At first the Bushes must have doubted their cleverness. Cheney's $33 million severance package from Halliburton was so large by public-service standards that he had to give up part of it to stop the nasty press stories. On the campaign trail, he often seemed like a CEO who didn't want to dirty his hands by mixing with the rabble. Eventually, his political legs got stronger. His hard-hitting convention speech, largely crafted by his wife, was a smash. His wry yet civil debate with Joe Lieberman was a high point of the election. In D.C. he's been a quiet architect of the Bush Administration's relatively mistake-free start.

Unlike other ex-CEOs, Cheney hasn't fallen into the trap of expecting to be in charge. Insiders say he is meticulously deferential to the President and anything but the puppeteer of late-night comedy caricatures. Cheney doesn't run an agency; the office of the Vice President is only about 70 people and is deeply integrated with the rest of the White House staff. Instead, he operates as a trusted Bush aide, sitting in on important meetings with the others closest to the President: Chief of Staff Andy Card and senior advisors Karen Hughes and Karl Rove. Cheney doesn't say much in these sessions. He's still enough of a Washington animal to reserve his most important comments for private meetings with The Man.

Like Cheney, Don Rumsfeld has been around Washington. He also has proven political skills. He was elected to the House of Representatives four times in the 1960s before he crossed over to the executive branch, eventually becoming the youngest-ever Secretary of Defense, at age 43, in 1975. But that hasn't fully protected him from the pitfalls of subservience after a career at the top. One of his so-called Rumsfeld Rules is "The Secretary of Defense is not a super-general or admiral. His task is to exercise civilian control over the department for the Commander-in-Chief and the country." But at his confirmation hearings Rumsfeld seemed to overpromise large increases in military spending. Bush later explained that any serious hikes would come only after a top-to-bottom review of military needs.

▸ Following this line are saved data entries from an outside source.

PR #8247, opened 2024-09-19
[BUG] fixed wrapping of date

sumukhswamy:
### Description
image

### Check List

- [ ] All tests pass
  - [ ] `yarn test:jest`


src/plugins/discover/public/application/components/default_discover_table/table_row.tsx
```diff
@@ -107,18 +107,33 @@ const TableRowUI = ({
...
-              data-test-subj="docTableField"
-              className="osdDocTableCell eui-textBreakAll eui-textBreakWord"
-            >
-              <div className="truncate-by-height">
-                {/* eslint-disable-next-line react/no-danger */}
-                <span dangerouslySetInnerHTML={{ __html: sanitizedCellValue }} />
-              </div>
-            </td>
-          );
+          if (colName === '@timestamp') {
```
AMoo-Miki, line 110: Duplicating this big block just to add a class is detrimental to the maintainability of this piece of code. Please use `classNames` to conditionally add `eui-textBreakAll`.

AMoo-Miki (approved):

src/plugins/discover/public/application/components/default_discover_table/table_row.tsx
```diff
@@ -111,7 +111,9 @@ const TableRowUI = ({
             <td
               key={colName}
               data-test-subj="docTableField"
-              className="osdDocTableCell eui-textBreakAll eui-textBreakWord"
+              className={`osdDocTableCell ${
+                colName === '@timestamp' ? 'eui-textNoWrap' : 'eui-textBreakAll eui-textBreakWord'
```
Hailong-am, line 115: does the column name is fixed as `@timestamp`, i think we can select different filed as time field for index pattern
image

sumukhswamy: I dont quite understand this

Hailong-am: > I dont quite understand this
> 
As you hardcode the column name as `@timestamp`, do we have other column name?

sumukhswamy: have updated the condition for it add this for only timefield columns

src/plugins/discover/public/application/components/default_discover_table/table_row.tsx
```diff
@@ -111,7 +111,11 @@ const TableRowUI = ({
             <td
               key={colName}
               data-test-subj="docTableField"
-              className="osdDocTableCell eui-textBreakAll eui-textBreakWord"
+              className={`osdDocTableCell ${
+                indexPattern.timeFieldName === colName
```
sejli, line 115: Out of curiosity, will there ever be a case where `indexPattern.timeFieldName !== colName`?

sumukhswamy: don't think so, there is already another condition which used the same to check if timefield using the same condition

Despite the strains and restraints of high government service, Rumsfeld was eager for a return engagement. When Cheney, his good friend and fellow Ford aide, was chosen as Bush's Vice President, Rumsfeld's colleagues guessed that it was just a matter of time before "Rummy" would be back. He is organized, decisive, efficient, a good judge of talent, and an excellent delegator. "Don is a gifted leader with executive instincts and executive talent that he has manifested wherever he's been," says John Robson, a lawyer who worked with Rumsfeld in the government and at Searle.

He honed these traits as Ford's White House chief of staff and at the Pentagon the first time around. "Anyone who could discharge those responsibilities," says James Denny, a longtime Rumsfeld associate, "obviously had the skills to be successful in business." And he was. In 1977, Rumsfeld became CEO of Searle, a floundering, diversified drug company. Over eight years he sold off its nondrug businesses and used his Washington savvy to hasten FDA approval of the company's big earner, NutraSweet. He then sold Searle to Monsanto, made a boatload of money, and left. In 1990 he became CEO of General Instrument, a sleepy electronics manufacturer. Rumsfeld streamlined, reorganized, and focused the business on promising products like set-top boxes and high-definition TV. After three years he took the company public, made another boatload, and left.

Now he's back at the Pentagon, about to oversee the same sort of restructuring that he orchestrated so well in the corporate world. Oughta be a snap, right? Not necessarily. FORTUNE named Rumsfeld one of America's ten toughest bosses in 1980. But top government jobs require considerable finesse as well, and Rumsfeld sometimes comes up short in that department. According to press reports from the annual Conference on Security Policy in Munich in February, he ruffled feathers by asserting that the U.S. would deploy a missile defense system without giving much deference to the dissenting views of U.S. allies. Those wounded feelings will be hard to salve. In Washington toughness is necessary, but not sufficient.